▸ **WHAT IS BEING ASKED**: Return only those lines of the listing in which "every" appears.

▸ **DATASET RECORDS**:
- Opening Delimiter -

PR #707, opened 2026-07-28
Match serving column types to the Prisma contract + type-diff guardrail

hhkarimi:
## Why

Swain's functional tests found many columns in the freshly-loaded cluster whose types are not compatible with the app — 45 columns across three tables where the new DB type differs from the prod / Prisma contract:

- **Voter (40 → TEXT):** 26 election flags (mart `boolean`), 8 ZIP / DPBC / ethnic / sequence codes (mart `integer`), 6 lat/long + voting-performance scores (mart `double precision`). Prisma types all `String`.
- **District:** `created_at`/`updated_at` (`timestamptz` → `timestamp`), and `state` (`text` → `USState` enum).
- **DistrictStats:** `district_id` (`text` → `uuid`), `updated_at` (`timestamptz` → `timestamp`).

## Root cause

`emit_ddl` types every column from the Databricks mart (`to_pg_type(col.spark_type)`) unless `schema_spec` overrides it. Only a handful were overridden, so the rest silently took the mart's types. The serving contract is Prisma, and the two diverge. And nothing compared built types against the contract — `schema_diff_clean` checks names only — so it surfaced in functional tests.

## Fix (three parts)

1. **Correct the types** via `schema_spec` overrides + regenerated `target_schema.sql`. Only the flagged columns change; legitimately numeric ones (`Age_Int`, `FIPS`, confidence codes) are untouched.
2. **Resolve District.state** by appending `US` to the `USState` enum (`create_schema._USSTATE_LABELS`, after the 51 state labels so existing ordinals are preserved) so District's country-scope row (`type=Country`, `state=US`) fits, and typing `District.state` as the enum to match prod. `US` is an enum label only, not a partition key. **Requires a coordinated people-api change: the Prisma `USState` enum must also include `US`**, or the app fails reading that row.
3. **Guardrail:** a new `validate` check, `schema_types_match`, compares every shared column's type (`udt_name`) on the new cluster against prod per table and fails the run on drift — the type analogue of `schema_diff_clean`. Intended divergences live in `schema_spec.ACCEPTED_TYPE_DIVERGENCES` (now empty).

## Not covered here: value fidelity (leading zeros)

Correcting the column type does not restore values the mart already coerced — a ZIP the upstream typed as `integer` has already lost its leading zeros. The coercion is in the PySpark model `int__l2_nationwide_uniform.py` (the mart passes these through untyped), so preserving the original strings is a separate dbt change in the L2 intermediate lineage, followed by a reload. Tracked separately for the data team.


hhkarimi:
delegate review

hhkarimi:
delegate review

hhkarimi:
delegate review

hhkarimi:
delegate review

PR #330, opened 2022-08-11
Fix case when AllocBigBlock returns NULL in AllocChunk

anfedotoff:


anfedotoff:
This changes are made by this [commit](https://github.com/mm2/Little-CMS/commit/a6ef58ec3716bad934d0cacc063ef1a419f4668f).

- Closing Delimiter -

▸ **EXPECTED ANSWER**:
`emit_ddl` types every column from the Databricks mart (`to_pg_type(col.spark_type)`) unless `schema_spec` overrides it. Only a handful were overridden, so the rest silently took the mart's types. The serving contract is Prisma, and the two diverge. And nothing compared built types against the contract — `schema_diff_clean` checks names only — so it surfaced in functional tests.
3. **Guardrail:** a new `validate` check, `schema_types_match`, compares every shared column's type (`udt_name`) on the new cluster against prod per table and fails the run on drift — the type analogue of `schema_diff_clean`. Intended divergences live in `schema_spec.ACCEPTED_TYPE_DIVERGENCES` (now empty).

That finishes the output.